Exercise requirements: Each line of the data below that includes the string "uuid" must be copied.

─── Data for this exercise ───

PR #148, opened 2022-08-30
Add uuid to table rows

fhlavac:
https://issues.redhat.com/browse/HAC-2127

this adds a uuid to each row data item if not defined

@florkbr

### DIFF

───

Answer to this problem:
Add uuid to table rows
this adds a uuid to each row data item if not defined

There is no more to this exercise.